El Bentley la estaba esperando en la puerta del edificio. El chófer no dijo palabra ni a la ida ni a la vuelta, y aparcó en el patio interior del palacete. Al caer la noche, a Saturnine el lugar le pareció aún más maravilloso.
Guardó sus cosas en los armarios invisibles, que le parecieron excesivamente grandes. Hacia las ocho, un hombre llamó a su puerta.
—Buenas noches, señorita. Me llamo Mélaine, soy el asistente. ¿A qué hora me permite limpiar su habitación y su cuarto de baño?
—Están limpios.
—Es cierto, pero tengo la obligación de pasar cada día. El señor le propone compartir su cena: si acepta, podría limpiar ahora.
—Como quiera —soltó ella, dirigiéndose hacia la cocina.
Don Elemirio contemplaba unos huevos que había depositado formando una pirámide y le preguntó si le gustaban. Ella respondió afirmativamente.
Con extremo cuidado y en el acto, preparó una tortilla de una perfección intimidadora.

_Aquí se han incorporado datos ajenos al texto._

PR #30464, opened 2023-09-21
feat: Bot warning when mentioning users not in a channel

gabriellsh:
## Issue(s)

[TC-948](https://rocketchat.atlassian.net/browse/TC-948)
## Further comments

[TC-948]: https://rocketchat.atlassian.net/browse/TC-948?atlOrigin=eyJpIjoiNWRkNTljNzYxNjVmNDY3MDlhMDU5Y2ZhYzA5YTRkZjUiLCJwIjoiZ2l0aHViLWNvbS1KU1cifQ


guijun13 (dismissed):

apps/meteor/app/lib/server/startup/mentionUserNotInChannel.ts
```diff
@@ -0,0 +1,143 @@
...
+
+		// get all users that are mentioned but not in the channel
+		const mentionsUsersNotInChannel = mentions.filter(({ _id }) => !subs.some((sub) => sub.u._id === _id));
+
+		if (!mentionsUsersNotInChannel.length) {
+			return message;
+		}
+
+		const canAddUsersToThisRoom = await hasPermissionAsync(message.u._id, 'add-user-to-joined-room', message.rid);
+		const canAddToAnyRoom = await (room.t === 'c'
```
MarcosSpessatto, line 89: We were adding the users by default only on public channels, now it looks like we are doing the same for private channels (if the user has permission) as well, are we ok with this behavior change?

apps/meteor/app/lib/server/startup/mentionUserNotInChannel.ts
```diff
@@ -0,0 +1,143 @@
...
+		if (isEditedMessage(message) || (message.ts && Math.abs(moment(message.ts).diff(moment())) > 60000) || !message.mentions) {
+			return message;
+		}
+
+		const room = await Rooms.findOneById(message.rid);
+		if (!room || isDirectMessageRoom(room) || isRoomFederated(room) || room.t === 'l') {
+			return message;
+		}
+
+		const mentions = message.mentions.filter(({ _id }) => _id !== 'all' && _id !== 'here');
```
MarcosSpessatto, line 69: I think we could invert this with the Rooms.find, this way if there are no mentions we could save a query. WDYT?

apps/meteor/server/modules/core-apps/mention.module.ts
```diff
@@ -0,0 +1,115 @@
...
+			if (!roomPath) {
+				throw new Error('Mention bot - Failed to retrieve path to room');
+			}
+
+			const link = new URL(Meteor.absoluteUrl(roomPath));
+			link.searchParams.set('msg', message._id);
+			const text = `[ ](${link.toString()})`;
+
+			// forwards message to all DMs
+			await processWebhookMessage(
```
MarcosSpessatto, line 93: Any specific reason to use this function instead `sendMessage()`?

apps/meteor/server/modules/core-apps/mention.module.ts
```diff
@@ -0,0 +1,115 @@
...
+			}
+
+			const roomPath = roomCoordinator.getRouteLink(sub.t, { rid: sub.rid, name: sub.name });
+			if (!roomPath) {
+				throw new Error('Mention bot - Failed to retrieve path to room');
+			}
+
+			const link = new URL(Meteor.absoluteUrl(roomPath));
+			link.searchParams.set('msg', message._id);
+			const text = `[ ](${link.toString()})`;
```
MarcosSpessatto, line 90: When mentioning someone in private rooms and selecting the share-message (via DM) option, the user who receives the notification about the mention, when clicking on this link is redirected to a `room not found` page (expected behavior, since they are not part of the private room), I just want to make sure this is the expected UX we want. 😬

apps/meteor/server/modules/core-apps/mention.module.ts
```diff
@@ -0,0 +1,115 @@
...
+		if (!message) {
+			throw new Error('Mention bot - Failed to retrieve message information');
+		}
+
+		if (actionId === 'dismiss') {
+			void api.broadcast('notify.ephemeralMessage', payload.user._id, payload.room, {
+				msg: i18n.t(
+					'You_mentioned___mentions__but_theyre_not_in_this_room',
+					{
+						mentions: `@${usernames.join(', @')}`,
```
MarcosSpessatto, line 48: We could extract this to a variable since it's being used in many places.

apps/meteor/server/modules/core-apps/mention.module.ts
```diff
@@ -0,0 +1,115 @@
...
+		const {
+			actionId,
+			payload: { value: stringifiedMentions, blockId: referenceMessageId },
+		} = payload;
+
+		const mentions = retrieveMentionsFromPayload(stringifiedMentions);
+
+		const usernames = mentions.map(({ username }) => username);
+
+		const message = await Messages.findOneById(referenceMessageId);
```
MarcosSpessatto, line 37: Couldn't we retrieve only the fields we need here?

apps/meteor/server/modules/core-apps/mention.module.ts
```diff
@@ -0,0 +1,115 @@
...
+				),
+				tmid: message.tmid,
+				_id: payload.message,
+				mentions,
+			});
+			return;
+		}
+
+		if (actionId === 'share-message') {
+			const sub = await Subscriptions.findOneByRoomIdAndUserId(payload.room, payload.user._id);
```
MarcosSpessatto, line 77: Couldn't we retrieve only the fields we need here?

MarcosSpessatto (changes requested):

apps/meteor/app/lib/server/startup/mentionUserNotInChannel.ts
gabriellsh: Actually the behaviour changed, since we're no longer adding autmatically. This permission check happens to decide wether we show the "Add them" button on the bot message, so it was actually planned.

apps/meteor/server/modules/core-apps/mention.module.ts
gabriellsh: This function accepts many `rids`, sendMessage only sends one message at a time.

apps/meteor/server/modules/core-apps/mention.module.ts
gabriellsh: So, this was also pointed out from design recently. We introduced a message together with the quote so that it is clearer that you're not part of the room.

Being redirected to a `room not found` is now being dealt as separate bug, since sharing a message through the context menu or copying a message link and sending it in other channels produce the same behaviour.

MarcosSpessatto (approved):

yash-rajpal (approved):

yash-rajpal (approved):

PR #30484, opened 2023-09-25
regression: livechat uiKit actions not working

MartinSchoeler:
OC-1315

### DIFF
--- a/packages/livechat/src/lib/random.ts
+++ b/packages/livechat/src/lib/random.ts
@@ -4,6 +4,6 @@ export const chooseElement = Random.choice;
 
 export const createRandomString = Random._randomString;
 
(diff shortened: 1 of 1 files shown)


packages/livechat/src/lib/random.ts
```diff
@@ -4,6 +4,6 @@ export const chooseElement = Random.choice;
 
 export const createRandomString = Random._randomString;
 
-export const createRandomId = Random.id;
+export const createRandomId = Random.id.bind(Random);
```
ggazzo, line 7: why not ?
```suggestion
export const createRandomId = () => Random.id();
```

aleksandernsilva (approved):

PR #30488, opened 2023-09-25
fix: Max rooms per guest is limited on CE

matheusbsilva137:

 - Do not check the `max-rooms-per-guest` limit when adding users to rooms on CE.

## Issue(s)

Introduced in #26400

## Further comments

SUP-342


yash-rajpal (approved):

DATA-HORIZON:
It should also be mentioned on the project website, that guest users are available in the community edition.
Right now it looks to me, that only Enterprise users have this feature:
https://www.rocket.chat/pricing

image

matheusbsilva137:
Fixed in #30287

PR #30780, opened 2023-10-27
fix: Remove auto reload

geekgonecrazy:
I know likely should be replaced with something.. but proposing this change to start the conversation.

Auto reload is awful.  We often end up in loops because the package just doesn't work very well.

—Si le parece bien, cenaremos aquí mismo.
La mesa de la cocina era un bloque de plexiglás tan agradable a la vista como al tacto. Don Elemirio se sentó en un taburete alto y la invitó a servirse sin más demora.
Como comía sin decir nada, ella no se privó de observarlo. ¿De qué podía venirle aquella reputación de seductor? Su físico apenas resultaba aceptable. Llevaba una ropa de lo más ordinaria, nada en su aspecto invitaba a fijarse en él. En cuanto a su conversación, era inexistente. Si hubiera tenido que encontrarle alguna virtud, le habría resultado difícil.
—¿A qué se dedica? —preguntó ella.
—A nada.
—Aparte de las fotografías, claro.
Se produjo un segundo de vacilación.
—Claro. Aunque no hago fotos muy a menudo. Espero a estar inspirado, lo cual no me ocurre con frecuencia.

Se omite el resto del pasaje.